Every line with the string "docs" should be copied from the data.

==== DATA SECTION

PR #45, opened 2021-01-29
Added Wasmer to the functionality list

syrusakbary:
Great work on AssemblyScript 0.18!

I just read the announcement pointing to the [status page](https://www.assemblyscript.org/status.html) and realized that it might be a good idea to list [Wasmer](https://wasmer.io) in the [WebAssembly Features section](https://www.assemblyscript.org/status.html#webassembly-features) (as more standalone runtimes are already listed).

Let me know if this makes sense or if any amendment is needed!
Keep up the good work 👏


dcodeIO:
Hi Syrus! I have been wondering about the relation of Wasmtime and Wasmer for a while, perhaps you can help me to understand better. Is Wasmer a soft or a hard fork of Wasmtime, i.e. would it be reasonable to expect both to have a similar feature set as soon as the other supports it? I am mostly interested in the raw capability to run an AssemblyScript module with certain Wasm features enabled, not so much in anything beyond that. Also, do you have a reference somewhere, in your documentation perhaps, outlining Wasm features and their implementation status?

syrusakbary:
Hi @dcodeIO, thanks for the question. This is a great opportunity to help on a better understanding between VMs.

Wasmer is neither a hard fork or a soft fork of wasmtime, neither wasmtime is a hard or soft work of Wasmer.
We are two different runtimes with two different implementations, driven by different teams. You may want to check our [Attributions](https://github.com/wasmerio/wasmer/blob/master/ATTRIBUTIONS.md) if you want to dig further regarding our codebase!

Because of that, the feature set of things supported by Wasmer is independent of the supported by other VMs.
For example, when [compared to wasmtime](https://wasmer.io/wasmer-vs-wasmtime), Wasmer can run multiple compilers (LLVM, Cranelift and Singlepass), run in headless mode, with a Native engine (similar to Lucet) and in many more programming languages.

> would it be reasonable to expect both to have a similar feature set as soon as the other supports it?

Not necessary. In the same way other VMs (v8, spidermonkey, wasmtime or WAVM) have their own roadmap, we have ours. We aim to support all WebAssembly features in Phase 4 onwards, but we do it in our own roadmap and schedule.

For example, we supported threads and [SIMD](https://medium.com/wasmer/webassembly-and-simd-13badb9bf1a8) before any other standalone WebAssembly VM (except for WAVM), but we are one of the last ones implementing Reference Types.

> do you have a reference somewhere, in your documentation perhaps, outlining Wasm features and their implementation status?

Yes, we do :).

Here's a list of features supported by Wasmer in our docs:
https://docs.wasmer.io/ecosystem/wasmer/wasmer-features#support-of-features-by-compiler

And also the official comparison of WebAssembly features by runtime (we try to keep it up to date):
https://webassembly.org/roadmap/

Let me know if this clarifies your questions!

dcodeIO:
Cool, thanks for the thorough explanation!

src/status.md
```diff
@@ -58,7 +58,8 @@ Some crucial language features rely on [future WebAssembly functionality](https:
 <Fi/> Firefox &nbsp;
 <Sa/> Safari &nbsp;
 <No/> Node.js &nbsp;
-<Wa/> Wasmtime (<sup>1</sup> native i64 support)
+<Wa/> Wasmtime &nbsp;
+<Wasmer/> Wasmer (<sup>1</sup> native i64 support)
```
dcodeIO, line 62:
```suggestion
<Ws/> [Wasmer](https://docs.wasmer.io/ecosystem/wasmer/wasmer-features#support-of-features-by-compiler) (<sup>1</sup> native i64 support)
```

src/.vuepress/components/Wasmer.vue
```diff
@@ -0,0 +1,3 @@
+<template>
```
dcodeIO, line 1: Let's name this file `Ws.vue` to keep the table using it a bit narrower. I may then later rename `Wa` to `Wt` to avoid confusion.

dcodeIO (commented):
LGTM with the component renamed and the nice-to-have feature link added :)

dcodeIO:
Since just a couple nits, I guess I can as well just merge and make the changes myself pretty quick afterwards. Thanks! :)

========

_YOUR SOLUTION_
Here's a list of features supported by Wasmer in our docs:
https://docs.wasmer.io/ecosystem/wasmer/wasmer-features#support-of-features-by-compiler
<Ws/> [Wasmer](https://docs.wasmer.io/ecosystem/wasmer/wasmer-features#support-of-features-by-compiler) (<sup>1</sup> native i64 support)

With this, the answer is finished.